Collection entries:
PR #532, opened 2019-03-07
Follow-up on #527

DL6ER:

---

This PR is a follow-up on #527 and adds:

- Output result of optimum size calculation when `DEBUG_SHMEM` is enabled
- Ensure `pihole-FTL.conf` and crash handler are set up before we create shared memory objects (so that the `DEBUG_*` values are already known early on during initialization)
- Log which size has been used we used the multiplier

This PR fixes a bug that is only present in branch `development`.

### DIFF
--- a/shmem.c
+++ b/shmem.c
@@ -516,7 +516,7 @@ static unsigned int get_optimal_object_size(unsigned int objsize, unsigned int m
 	{
 		if(config.debug & DEBUG_SHMEM)
 		{
-			logg("DEBUG: LCM(%i, %zu) == %zu >= %zu",
+			logg("DEBUG: LCM(%i, %u) == %u >= %u",
 			     pagesize, objsize,
 			     optsize*objsize,
 			     minsize*objsize);
--- a/shmem.c
+++ b/shmem.c
@@ -46,7 +46,7 @@ static ShmSettings *shmSettings = NULL;
 static int pagesize;
 static unsigned int local_shm_counter = 0;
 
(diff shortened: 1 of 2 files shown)


shmem.c
```diff
@@ -459,7 +459,7 @@ void delete_shm(SharedMemory *sharedMemory)
 // Recursive function to return GCD of a and b
 // Credits: https://www.geeksforgeeks.org/program-to-find-lcm-of-two-numbers/
 // The code in this link has been modified by the Pi-hole developers
-static size_t gcd(size_t a, size_t b)
+static unsigned int gcd(unsigned int a, unsigned int b)
```
Mcat12: Can this be switched back to `size_t`, as we have found that `size_t` is not the issue? Same with the other usages.

DL6ER: I'd actually like to keep it as `unsigned int` as I don't see the need for `size_t` here. The numbers that are involved in these calculations are all small as we only calculate the allocation *step* not the entire object size.

`pagesize` is (implementation-wise) even a `signed int` and the other partner will always be `sizeof(someStruct)` which is expected to be an even smaller number, i.e., the returned value can, at max, be something like `pagesize^2 == 16777216` which is much much smaller than `UINT_MAX`.

Mcat12: To the contrary, I'd like to keep it as `size_t` as I don't see the need for `unsigned int` here. There is no benefit to use `unsigned int` over `size_t` for this use case, and the latter will always be performant (https://stackoverflow.com/a/4295225). There is no performance gain by using a smaller integer size here.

Task to complete:
Repeat every record, keeping each line exactly as it is.

Task response:
PR #532, opened 2019-03-07
Follow-up on #527

DL6ER:

---

This PR is a follow-up on #527 and adds:

- Output result of optimum size calculation when `DEBUG_SHMEM` is enabled
- Ensure `pihole-FTL.conf` and crash handler are set up before we create shared memory objects (so that the `DEBUG_*` values are already known early on during initialization)
- Log which size has been used we used the multiplier

This PR fixes a bug that is only present in branch `development`.

### DIFF
--- a/shmem.c
+++ b/shmem.c
@@ -516,7 +516,7 @@ static unsigned int get_optimal_object_size(unsigned int objsize, unsigned int m
 	{
 		if(config.debug & DEBUG_SHMEM)
 		{
-			logg("DEBUG: LCM(%i, %zu) == %zu >= %zu",
+			logg("DEBUG: LCM(%i, %u) == %u >= %u",
 			     pagesize, objsize,
 			     optsize*objsize,
 			     minsize*objsize);
--- a/shmem.c
+++ b/shmem.c
@@ -46,7 +46,7 @@ static ShmSettings *shmSettings = NULL;
 static int pagesize;
 static unsigned int local_shm_counter = 0;
 
(diff shortened: 1 of 2 files shown)


shmem.c
```diff
@@ -459,7 +459,7 @@ void delete_shm(SharedMemory *sharedMemory)
 // Recursive function to return GCD of a and b
 // Credits: https://www.geeksforgeeks.org/program-to-find-lcm-of-two-numbers/
 // The code in this link has been modified by the Pi-hole developers
-static size_t gcd(size_t a, size_t b)
+static unsigned int gcd(unsigned int a, unsigned int b)
```
Mcat12: Can this be switched back to `size_t`, as we have found that `size_t` is not the issue? Same with the other usages.

DL6ER: I'd actually like to keep it as `unsigned int` as I don't see the need for `size_t` here. The numbers that are involved in these calculations are all small as we only calculate the allocation *step* not the entire object size.

`pagesize` is (implementation-wise) even a `signed int` and the other partner will always be `sizeof(someStruct)` which is expected to be an even smaller number, i.e., the returned value can, at max, be something like `pagesize^2 == 16777216` which is much much smaller than `UINT_MAX`.

Mcat12: To the contrary, I'd like to keep it as `size_t` as I don't see the need for `unsigned int` here. There is no benefit to use `unsigned int` over `size_t` for this use case, and the latter will always be performant (https://stackoverflow.com/a/4295225). There is no performance gain by using a smaller integer size here.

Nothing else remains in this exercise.